* **WORK TASK**: Go line by line through the records below. Copy whichever lines contain the string "shortened".
┌────────
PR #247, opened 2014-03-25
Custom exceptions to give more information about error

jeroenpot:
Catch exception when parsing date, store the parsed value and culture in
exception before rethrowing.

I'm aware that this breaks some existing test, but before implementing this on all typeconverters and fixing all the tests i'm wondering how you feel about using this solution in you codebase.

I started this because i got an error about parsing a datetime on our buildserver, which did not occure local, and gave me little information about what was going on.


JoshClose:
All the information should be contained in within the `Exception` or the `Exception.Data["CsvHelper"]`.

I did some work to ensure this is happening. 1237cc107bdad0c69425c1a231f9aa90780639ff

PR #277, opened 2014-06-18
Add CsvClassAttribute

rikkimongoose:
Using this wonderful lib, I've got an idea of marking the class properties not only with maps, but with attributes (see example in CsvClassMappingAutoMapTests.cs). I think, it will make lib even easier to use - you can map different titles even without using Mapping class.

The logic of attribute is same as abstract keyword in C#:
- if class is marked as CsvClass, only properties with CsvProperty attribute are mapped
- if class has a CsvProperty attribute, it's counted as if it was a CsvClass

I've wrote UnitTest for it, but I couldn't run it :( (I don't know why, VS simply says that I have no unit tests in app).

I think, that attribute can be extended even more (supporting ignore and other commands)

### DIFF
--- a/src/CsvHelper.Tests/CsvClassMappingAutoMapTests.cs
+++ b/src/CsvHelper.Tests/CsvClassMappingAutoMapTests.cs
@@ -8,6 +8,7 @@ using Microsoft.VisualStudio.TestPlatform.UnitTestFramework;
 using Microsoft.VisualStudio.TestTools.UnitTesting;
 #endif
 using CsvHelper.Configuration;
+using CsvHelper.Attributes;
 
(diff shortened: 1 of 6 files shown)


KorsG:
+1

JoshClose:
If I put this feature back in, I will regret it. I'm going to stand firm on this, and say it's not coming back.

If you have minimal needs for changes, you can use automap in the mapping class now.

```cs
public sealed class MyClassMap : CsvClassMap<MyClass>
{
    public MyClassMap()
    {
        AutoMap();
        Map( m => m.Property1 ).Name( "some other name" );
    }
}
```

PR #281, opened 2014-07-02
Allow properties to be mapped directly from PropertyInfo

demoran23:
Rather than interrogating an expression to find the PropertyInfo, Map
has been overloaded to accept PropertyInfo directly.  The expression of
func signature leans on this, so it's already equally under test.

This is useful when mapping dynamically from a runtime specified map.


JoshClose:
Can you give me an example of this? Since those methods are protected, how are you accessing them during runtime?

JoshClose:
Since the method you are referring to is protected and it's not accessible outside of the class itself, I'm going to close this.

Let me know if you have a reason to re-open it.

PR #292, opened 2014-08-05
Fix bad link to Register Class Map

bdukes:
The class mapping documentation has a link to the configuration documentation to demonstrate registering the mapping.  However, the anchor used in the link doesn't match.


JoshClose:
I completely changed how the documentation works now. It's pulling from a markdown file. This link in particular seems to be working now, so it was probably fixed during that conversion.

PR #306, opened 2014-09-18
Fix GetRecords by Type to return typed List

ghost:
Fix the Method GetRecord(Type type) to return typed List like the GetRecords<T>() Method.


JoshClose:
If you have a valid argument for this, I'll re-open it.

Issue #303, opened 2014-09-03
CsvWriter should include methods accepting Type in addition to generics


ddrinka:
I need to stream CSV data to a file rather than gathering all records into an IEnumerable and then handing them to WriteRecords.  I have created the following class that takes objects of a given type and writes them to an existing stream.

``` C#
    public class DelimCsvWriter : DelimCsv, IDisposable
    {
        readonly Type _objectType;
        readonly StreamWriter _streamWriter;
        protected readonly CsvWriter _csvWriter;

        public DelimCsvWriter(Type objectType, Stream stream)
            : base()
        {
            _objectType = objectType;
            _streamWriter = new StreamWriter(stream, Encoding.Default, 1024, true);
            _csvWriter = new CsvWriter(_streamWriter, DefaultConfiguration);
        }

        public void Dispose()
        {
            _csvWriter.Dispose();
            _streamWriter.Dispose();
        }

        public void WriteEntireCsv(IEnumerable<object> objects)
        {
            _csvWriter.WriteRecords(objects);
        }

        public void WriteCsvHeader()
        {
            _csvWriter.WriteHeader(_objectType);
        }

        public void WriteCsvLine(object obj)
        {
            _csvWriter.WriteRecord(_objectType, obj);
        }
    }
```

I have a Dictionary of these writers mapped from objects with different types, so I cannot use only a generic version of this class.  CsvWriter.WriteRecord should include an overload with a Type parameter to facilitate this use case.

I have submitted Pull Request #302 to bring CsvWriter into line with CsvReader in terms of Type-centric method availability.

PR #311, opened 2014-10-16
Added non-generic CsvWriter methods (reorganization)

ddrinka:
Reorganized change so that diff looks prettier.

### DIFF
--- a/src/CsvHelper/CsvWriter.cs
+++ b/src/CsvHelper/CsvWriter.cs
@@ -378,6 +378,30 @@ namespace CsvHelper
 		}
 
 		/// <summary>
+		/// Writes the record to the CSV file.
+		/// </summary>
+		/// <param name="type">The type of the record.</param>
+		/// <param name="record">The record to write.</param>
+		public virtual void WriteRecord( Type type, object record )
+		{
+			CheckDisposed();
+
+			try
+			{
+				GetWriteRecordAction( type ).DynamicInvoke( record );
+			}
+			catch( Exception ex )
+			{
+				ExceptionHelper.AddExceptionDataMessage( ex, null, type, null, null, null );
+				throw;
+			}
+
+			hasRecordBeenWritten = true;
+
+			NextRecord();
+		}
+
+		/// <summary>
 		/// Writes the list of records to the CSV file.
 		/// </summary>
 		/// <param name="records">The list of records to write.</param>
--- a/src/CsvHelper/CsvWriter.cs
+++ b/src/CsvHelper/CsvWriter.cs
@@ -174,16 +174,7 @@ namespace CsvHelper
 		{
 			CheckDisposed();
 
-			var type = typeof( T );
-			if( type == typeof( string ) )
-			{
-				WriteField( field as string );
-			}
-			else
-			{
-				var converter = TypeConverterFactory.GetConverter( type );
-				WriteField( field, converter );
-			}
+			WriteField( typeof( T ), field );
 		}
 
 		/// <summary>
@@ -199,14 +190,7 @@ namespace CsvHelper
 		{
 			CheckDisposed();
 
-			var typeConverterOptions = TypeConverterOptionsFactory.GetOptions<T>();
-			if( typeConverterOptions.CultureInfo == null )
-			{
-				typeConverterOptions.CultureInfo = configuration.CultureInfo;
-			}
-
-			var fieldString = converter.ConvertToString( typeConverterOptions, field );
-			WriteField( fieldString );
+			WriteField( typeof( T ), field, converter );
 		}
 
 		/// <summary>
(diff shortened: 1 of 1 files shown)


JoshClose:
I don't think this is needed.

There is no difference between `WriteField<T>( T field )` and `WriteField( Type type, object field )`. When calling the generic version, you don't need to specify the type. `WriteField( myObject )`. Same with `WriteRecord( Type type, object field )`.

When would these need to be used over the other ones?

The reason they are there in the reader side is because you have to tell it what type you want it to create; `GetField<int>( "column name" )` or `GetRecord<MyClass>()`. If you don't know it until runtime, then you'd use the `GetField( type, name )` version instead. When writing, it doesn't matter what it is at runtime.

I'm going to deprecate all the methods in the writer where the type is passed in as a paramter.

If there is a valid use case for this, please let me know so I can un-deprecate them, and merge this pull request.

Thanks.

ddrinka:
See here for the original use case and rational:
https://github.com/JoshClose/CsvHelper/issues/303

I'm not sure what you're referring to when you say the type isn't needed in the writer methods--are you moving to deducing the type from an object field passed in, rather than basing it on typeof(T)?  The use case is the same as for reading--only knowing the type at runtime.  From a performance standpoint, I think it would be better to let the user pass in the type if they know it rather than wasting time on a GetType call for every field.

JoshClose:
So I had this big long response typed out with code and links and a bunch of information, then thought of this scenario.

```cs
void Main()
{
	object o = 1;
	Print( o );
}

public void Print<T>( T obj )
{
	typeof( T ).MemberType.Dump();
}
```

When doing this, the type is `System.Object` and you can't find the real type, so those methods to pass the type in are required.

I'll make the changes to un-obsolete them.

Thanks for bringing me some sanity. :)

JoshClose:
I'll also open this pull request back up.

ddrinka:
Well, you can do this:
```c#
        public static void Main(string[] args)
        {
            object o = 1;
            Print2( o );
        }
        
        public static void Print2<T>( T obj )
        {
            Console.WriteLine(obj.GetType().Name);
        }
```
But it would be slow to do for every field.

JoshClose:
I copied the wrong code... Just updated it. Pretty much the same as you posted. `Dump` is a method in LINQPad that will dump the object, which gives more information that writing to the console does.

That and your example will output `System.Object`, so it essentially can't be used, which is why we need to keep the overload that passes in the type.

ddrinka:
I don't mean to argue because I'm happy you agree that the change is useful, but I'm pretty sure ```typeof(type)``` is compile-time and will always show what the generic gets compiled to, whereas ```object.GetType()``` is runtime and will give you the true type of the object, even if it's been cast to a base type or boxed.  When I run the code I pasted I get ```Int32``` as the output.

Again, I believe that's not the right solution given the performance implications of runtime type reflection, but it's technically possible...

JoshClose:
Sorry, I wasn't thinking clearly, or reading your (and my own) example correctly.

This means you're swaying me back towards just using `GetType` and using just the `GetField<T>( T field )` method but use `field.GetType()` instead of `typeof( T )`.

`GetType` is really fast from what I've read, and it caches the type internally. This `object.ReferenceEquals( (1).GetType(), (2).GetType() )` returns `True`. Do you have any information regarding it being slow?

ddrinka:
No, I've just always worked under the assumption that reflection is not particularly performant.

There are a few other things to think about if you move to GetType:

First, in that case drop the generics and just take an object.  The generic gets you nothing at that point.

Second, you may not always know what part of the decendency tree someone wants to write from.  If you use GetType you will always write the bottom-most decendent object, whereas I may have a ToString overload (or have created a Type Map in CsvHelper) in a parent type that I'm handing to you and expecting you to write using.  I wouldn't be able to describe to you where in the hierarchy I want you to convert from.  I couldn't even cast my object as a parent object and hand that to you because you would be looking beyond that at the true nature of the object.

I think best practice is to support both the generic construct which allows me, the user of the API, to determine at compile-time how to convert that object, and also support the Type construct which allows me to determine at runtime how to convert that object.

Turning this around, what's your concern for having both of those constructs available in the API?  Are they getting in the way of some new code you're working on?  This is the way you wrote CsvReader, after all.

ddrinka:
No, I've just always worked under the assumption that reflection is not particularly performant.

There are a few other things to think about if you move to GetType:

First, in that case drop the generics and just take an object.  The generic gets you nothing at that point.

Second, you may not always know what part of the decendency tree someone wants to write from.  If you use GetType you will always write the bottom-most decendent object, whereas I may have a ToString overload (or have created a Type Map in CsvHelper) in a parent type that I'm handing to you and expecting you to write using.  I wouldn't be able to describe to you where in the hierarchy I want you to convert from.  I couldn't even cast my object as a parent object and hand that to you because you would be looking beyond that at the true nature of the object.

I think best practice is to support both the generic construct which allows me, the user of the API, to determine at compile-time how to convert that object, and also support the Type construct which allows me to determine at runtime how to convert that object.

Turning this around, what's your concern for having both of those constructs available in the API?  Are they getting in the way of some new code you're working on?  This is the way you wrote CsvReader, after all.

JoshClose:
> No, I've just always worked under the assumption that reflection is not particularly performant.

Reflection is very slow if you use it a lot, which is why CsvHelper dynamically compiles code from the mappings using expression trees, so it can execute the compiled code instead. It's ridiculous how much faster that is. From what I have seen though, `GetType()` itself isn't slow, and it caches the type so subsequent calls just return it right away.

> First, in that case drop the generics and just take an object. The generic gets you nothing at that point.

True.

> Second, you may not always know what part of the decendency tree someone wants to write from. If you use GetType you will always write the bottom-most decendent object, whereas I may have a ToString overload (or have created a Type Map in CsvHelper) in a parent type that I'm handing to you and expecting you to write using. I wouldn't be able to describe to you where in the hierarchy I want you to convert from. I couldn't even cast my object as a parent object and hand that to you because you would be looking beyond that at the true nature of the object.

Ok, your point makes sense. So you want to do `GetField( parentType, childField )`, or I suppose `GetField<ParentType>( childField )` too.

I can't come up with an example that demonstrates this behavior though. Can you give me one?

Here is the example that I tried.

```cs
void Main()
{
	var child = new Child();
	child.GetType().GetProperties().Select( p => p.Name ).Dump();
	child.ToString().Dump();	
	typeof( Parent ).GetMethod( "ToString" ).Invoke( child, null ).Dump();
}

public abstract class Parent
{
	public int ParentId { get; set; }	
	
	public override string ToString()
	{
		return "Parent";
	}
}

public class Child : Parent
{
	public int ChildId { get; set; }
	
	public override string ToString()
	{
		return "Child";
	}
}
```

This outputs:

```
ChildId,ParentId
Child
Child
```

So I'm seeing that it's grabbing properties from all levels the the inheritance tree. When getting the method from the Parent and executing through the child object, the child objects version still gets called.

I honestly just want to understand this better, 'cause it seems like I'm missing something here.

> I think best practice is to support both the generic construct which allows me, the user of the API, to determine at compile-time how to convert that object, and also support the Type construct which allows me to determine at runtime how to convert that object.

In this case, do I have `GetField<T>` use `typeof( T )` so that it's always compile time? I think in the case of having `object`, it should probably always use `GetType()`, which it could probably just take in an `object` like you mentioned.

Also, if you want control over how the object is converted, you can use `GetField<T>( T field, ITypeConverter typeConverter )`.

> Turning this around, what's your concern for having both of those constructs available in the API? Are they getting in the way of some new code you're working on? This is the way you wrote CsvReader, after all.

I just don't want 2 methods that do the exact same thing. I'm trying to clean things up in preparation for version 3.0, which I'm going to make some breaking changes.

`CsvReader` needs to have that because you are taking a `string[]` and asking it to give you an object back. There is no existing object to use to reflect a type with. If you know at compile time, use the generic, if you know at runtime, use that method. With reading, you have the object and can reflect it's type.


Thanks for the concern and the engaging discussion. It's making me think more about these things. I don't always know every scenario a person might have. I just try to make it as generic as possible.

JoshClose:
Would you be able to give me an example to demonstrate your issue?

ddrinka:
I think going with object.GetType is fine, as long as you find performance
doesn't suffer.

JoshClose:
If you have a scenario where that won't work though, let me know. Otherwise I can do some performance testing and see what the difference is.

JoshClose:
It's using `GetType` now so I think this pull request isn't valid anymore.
└────────
* **RESPONSE**:
(diff shortened: 1 of 6 files shown)
(diff shortened: 1 of 1 files shown)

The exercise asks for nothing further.